Simanco 121094 Singer Darning Foot – the tiny one.

I recently acquired one of these in a box of attachments labelled for a Singer 66k so having located the presumed missing spring from within the folds of the box I put it back together and decided to try it.  To begin with, I had a LOT of trouble with it and was profoundly disappointed as I had harboured such high hopes for it but I’m extremely relieved to report that I got there in the end and as is so commonly the case with Singer items it was user error.

I prepared and hooped a sample of cotton fabric and tried the foot on the 201k.  No joy.  The ring at the bottom of the foot didn’t rest on the fabric but hovered about 4mm above it so there was no obvious purpose for the spring at all and the stitches were mainly skipped.  I checked the threading of the upper and lower…all fine.

I came over to my PC and did a little digging on the internet and found out that it was designed for use on a Featherweight.  No problem; I took out my 222k and set it up with the foot.  Same thing.  By now I was really scratching my head so headed back to the internet.  Finally, I thought that I had found a clue on the Needlebar website.  The foot was shown there with a note stating that it was produced for use on the Featherweight 221, initially to be used with feed dog cover 121309 and latterly with 108002.

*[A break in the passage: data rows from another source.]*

PR #366, opened 2020-09-14
DEX-904 Rates updates in WS API

DenisSerebryansky:
* Rates snapshot is sent right after connection
 * Rates updates handled

### DIFF
--- a/dex-it/src/test/scala/com/wavesplatform/it/sync/api/ws/WsConnectionTestSuite.scala
+++ b/dex-it/src/test/scala/com/wavesplatform/it/sync/api/ws/WsConnectionTestSuite.scala
@@ -1,7 +1,9 @@
 package com.wavesplatform.it.sync.api.ws
 
 import com.typesafe.config.{Config, ConfigFactory}
+import com.wavesplatform.dex.api.ws.connection.WsConnection
 import com.wavesplatform.dex.api.ws.protocol._
+import com.wavesplatform.dex.domain.asset.Asset
 import com.wavesplatform.dex.domain.asset.Asset.Waves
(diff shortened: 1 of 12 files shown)


dex-it/src/test/scala/com/wavesplatform/it/sync/api/ws/WsConnectionTestSuite.scala
```diff
@@ -11,15 +14,81 @@ import scala.concurrent.{Await, Future}
...
   }
 
+  "Matcher should send rates snapshot after initial message and rates updates" in {
+
+    def assertRatesUpdates(wsc: WsConnection)(expectedRatesUpdates: List[(Map[Asset, Double], Long)]): Unit = {
+      wsc
+        .receiveAtLeastN[WsRatesUpdates](expectedRatesUpdates.size)
+        .map(r => r.rates -> r.updateId) should matchTo(expectedRatesUpdates)
+    }
+
```
ngadiyak, line 33: maybe we need to check the cases:
1. rate is already in config (before the ws-connection was made)
2. asset  doesn't have the rate before we make the ws-connection

vsuharnikov (approved):

dex-it/src/test/scala/com/wavesplatform/it/sync/api/ws/WsConnectionTestSuite.scala
DenisSerebryansky: 1. At least the first test _Rates snapshot_ checks this
2. Actually this PR is about the rates changes notification, so there aren't some problems with this kind of assets

PR #375, opened 2020-09-26
DEX-685 Do not send exchange transactions during start

vsuharnikov:
* Also updated scalafmt


dex/src/main/scala/com/wavesplatform/dex/actors/address/AddressActor.scala
```diff
@@ -71,7 +73,53 @@ class AddressActor(owner: Address,
...
+  }
+
+  private val starting: Receive = eventsProcessing orElse failuresProcessing orElse {
+    case AddressDirectoryActor.StartWork =>
+      activeOrders.values.foreach(x => scheduleExpiration(x.order))
+      started = true
+      context.become(working)
+  }
+
+  private val working: Receive = eventsProcessing orElse failuresProcessing orElse {
```
DenisSerebryansky, line 122: Cases below can be grouped in `commandProcessing` metod

DenisSerebryansky (approved):

dex/src/main/scala/com/wavesplatform/dex/actors/address/AddressActor.scala
vsuharnikov: Will do this next time

PR #378, opened 2020-09-28
DEX-932 Rewrite starting

vsuharnikov:
* The Matcher class was merged with the Application;
* Topological sorting in initialization to get rid of lazy vals;
* ExchangeTransactionCreator.hasMatcherAccountScript by name, because it is loaded after a ETC's instance creation;
* Watching balances after start.


dex/src/main/scala/com/wavesplatform/dex/model/ValidationStages.scala
```diff
@@ -0,0 +1,100 @@
...
+    } yield o
+  }
+
+  def mkSecond(
+      blockchain: AsyncBlockchain,
+      orderBookAskAdapter: OrderBookAskAdapter
+  )(ao: AcceptedOrder, tradableBalance: Map[Asset, Long])(implicit
+      efc: ErrorFormatterContext,
+      ec: ExecutionContext
+  ): Future[Either[MatcherError, Unit]] = {
```
DenisSerebryansky, line 86: FutureResult from `package object effect`?

DenisSerebryansky (approved):

dex/src/main/scala/com/wavesplatform/dex/model/ValidationStages.scala
vsuharnikov: Actually, Future[Either] != EitherT[Future]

This seemed to offer an explanation.  Both my 201k and my 222k have droppable feed dogs but the 221 uses a feed dog cover so perhaps it was this feed dog cover which raised the bed by those crucial millimetres.

I was still perplexed though especially as none of the online sales sources stressed the need for a feed plate and furthermore most of them stated that it could be used on any low-shank side clamping machine with equal success.

Taking the foot off the machine I noticed something unusual about the clamp.  Most feet slot straight on to the presser bar and don’t have any vertical play but this one was different.  It had a slot shaped like a capital ‘T’ which allowed the foot to be mounted higher or lower than the central point, presumably to allow the foot to rest lightly on fabrics of all different thicknesses.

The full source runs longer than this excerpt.